Stored data
═══
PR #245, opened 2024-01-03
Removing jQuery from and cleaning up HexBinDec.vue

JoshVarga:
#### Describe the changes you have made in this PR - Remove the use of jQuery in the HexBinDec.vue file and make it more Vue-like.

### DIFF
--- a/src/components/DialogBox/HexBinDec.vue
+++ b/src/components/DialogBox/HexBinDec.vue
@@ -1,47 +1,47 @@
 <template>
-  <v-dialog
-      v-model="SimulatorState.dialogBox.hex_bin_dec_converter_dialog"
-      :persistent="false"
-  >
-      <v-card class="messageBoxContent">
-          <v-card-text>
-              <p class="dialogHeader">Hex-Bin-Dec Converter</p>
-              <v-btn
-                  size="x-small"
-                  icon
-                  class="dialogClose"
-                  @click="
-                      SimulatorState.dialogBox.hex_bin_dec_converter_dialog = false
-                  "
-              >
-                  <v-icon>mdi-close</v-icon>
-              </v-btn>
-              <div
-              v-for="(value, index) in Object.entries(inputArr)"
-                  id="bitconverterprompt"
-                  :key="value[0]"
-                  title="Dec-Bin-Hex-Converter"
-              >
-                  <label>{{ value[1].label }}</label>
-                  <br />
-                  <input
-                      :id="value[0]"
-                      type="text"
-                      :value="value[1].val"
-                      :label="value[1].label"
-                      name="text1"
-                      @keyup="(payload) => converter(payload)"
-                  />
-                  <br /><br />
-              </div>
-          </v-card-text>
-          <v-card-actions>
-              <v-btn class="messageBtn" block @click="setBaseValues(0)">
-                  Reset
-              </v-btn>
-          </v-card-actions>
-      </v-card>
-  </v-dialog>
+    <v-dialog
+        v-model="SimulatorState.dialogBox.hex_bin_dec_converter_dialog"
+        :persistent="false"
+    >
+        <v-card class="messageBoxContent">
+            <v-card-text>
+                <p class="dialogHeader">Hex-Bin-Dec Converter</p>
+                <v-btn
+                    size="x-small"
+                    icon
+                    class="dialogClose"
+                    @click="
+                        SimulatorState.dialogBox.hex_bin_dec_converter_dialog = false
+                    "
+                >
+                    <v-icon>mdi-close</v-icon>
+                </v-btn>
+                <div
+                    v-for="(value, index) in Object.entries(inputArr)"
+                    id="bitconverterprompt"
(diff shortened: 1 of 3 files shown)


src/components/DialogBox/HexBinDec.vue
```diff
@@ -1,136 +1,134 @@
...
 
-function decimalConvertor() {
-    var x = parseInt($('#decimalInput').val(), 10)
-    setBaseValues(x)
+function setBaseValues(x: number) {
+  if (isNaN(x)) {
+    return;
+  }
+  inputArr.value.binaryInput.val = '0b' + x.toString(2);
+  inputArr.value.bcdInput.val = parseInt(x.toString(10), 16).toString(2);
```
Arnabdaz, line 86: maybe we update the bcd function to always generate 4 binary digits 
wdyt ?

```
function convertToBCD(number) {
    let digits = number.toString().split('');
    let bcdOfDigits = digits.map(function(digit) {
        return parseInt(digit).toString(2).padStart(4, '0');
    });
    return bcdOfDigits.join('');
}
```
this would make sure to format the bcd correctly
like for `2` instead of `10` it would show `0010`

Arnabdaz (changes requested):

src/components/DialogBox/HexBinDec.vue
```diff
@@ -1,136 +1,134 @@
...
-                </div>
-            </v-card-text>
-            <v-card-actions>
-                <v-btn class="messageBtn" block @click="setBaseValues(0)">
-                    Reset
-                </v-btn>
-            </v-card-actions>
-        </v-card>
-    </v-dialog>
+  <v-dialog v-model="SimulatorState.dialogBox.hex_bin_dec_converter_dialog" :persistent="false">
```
═══
■ **Work instruction**
The answer should be an exact copy of the data.

■ **Exercise result**
PR #245, opened 2024-01-03
Removing jQuery from and cleaning up HexBinDec.vue

JoshVarga:
#### Describe the changes you have made in this PR - Remove the use of jQuery in the HexBinDec.vue file and make it more Vue-like.

### DIFF
--- a/src/components/DialogBox/HexBinDec.vue
+++ b/src/components/DialogBox/HexBinDec.vue
@@ -1,47 +1,47 @@
 <template>
-  <v-dialog
-      v-model="SimulatorState.dialogBox.hex_bin_dec_converter_dialog"
-      :persistent="false"
-  >
-      <v-card class="messageBoxContent">
-          <v-card-text>
-              <p class="dialogHeader">Hex-Bin-Dec Converter</p>
-              <v-btn
-                  size="x-small"
-                  icon
-                  class="dialogClose"
-                  @click="
-                      SimulatorState.dialogBox.hex_bin_dec_converter_dialog = false
-                  "
-              >
-                  <v-icon>mdi-close</v-icon>
-              </v-btn>
-              <div
-              v-for="(value, index) in Object.entries(inputArr)"
-                  id="bitconverterprompt"
-                  :key="value[0]"
-                  title="Dec-Bin-Hex-Converter"
-              >
-                  <label>{{ value[1].label }}</label>
-                  <br />
-                  <input
-                      :id="value[0]"
-                      type="text"
-                      :value="value[1].val"
-                      :label="value[1].label"
-                      name="text1"
-                      @keyup="(payload) => converter(payload)"
-                  />
-                  <br /><br />
-              </div>
-          </v-card-text>
-          <v-card-actions>
-              <v-btn class="messageBtn" block @click="setBaseValues(0)">
-                  Reset
-              </v-btn>
-          </v-card-actions>
-      </v-card>
-  </v-dialog>
+    <v-dialog
+        v-model="SimulatorState.dialogBox.hex_bin_dec_converter_dialog"
+        :persistent="false"
+    >
+        <v-card class="messageBoxContent">
+            <v-card-text>
+                <p class="dialogHeader">Hex-Bin-Dec Converter</p>
+                <v-btn
+                    size="x-small"
+                    icon
+                    class="dialogClose"
+                    @click="
+                        SimulatorState.dialogBox.hex_bin_dec_converter_dialog = false
+                    "
+                >
+                    <v-icon>mdi-close</v-icon>
+                </v-btn>
+                <div
+                    v-for="(value, index) in Object.entries(inputArr)"
+                    id="bitconverterprompt"
(diff shortened: 1 of 3 files shown)


src/components/DialogBox/HexBinDec.vue
```diff
@@ -1,136 +1,134 @@
...
 
-function decimalConvertor() {
-    var x = parseInt($('#decimalInput').val(), 10)
-    setBaseValues(x)
+function setBaseValues(x: number) {
+  if (isNaN(x)) {
+    return;
+  }
+  inputArr.value.binaryInput.val = '0b' + x.toString(2);
+  inputArr.value.bcdInput.val = parseInt(x.toString(10), 16).toString(2);
```
Arnabdaz, line 86: maybe we update the bcd function to always generate 4 binary digits 
wdyt ?

```
function convertToBCD(number) {
    let digits = number.toString().split('');
    let bcdOfDigits = digits.map(function(digit) {
        return parseInt(digit).toString(2).padStart(4, '0');
    });
    return bcdOfDigits.join('');
}
```
this would make sure to format the bcd correctly
like for `2` instead of `10` it would show `0010`

Arnabdaz (changes requested):

src/components/DialogBox/HexBinDec.vue
```diff
@@ -1,136 +1,134 @@
...
-                </div>
-            </v-card-text>
-            <v-card-actions>
-                <v-btn class="messageBtn" block @click="setBaseValues(0)">
-                    Reset
-                </v-btn>
-            </v-card-actions>
-        </v-card>
-    </v-dialog>
+  <v-dialog v-model="SimulatorState.dialogBox.hex_bin_dec_converter_dialog" :persistent="false">
```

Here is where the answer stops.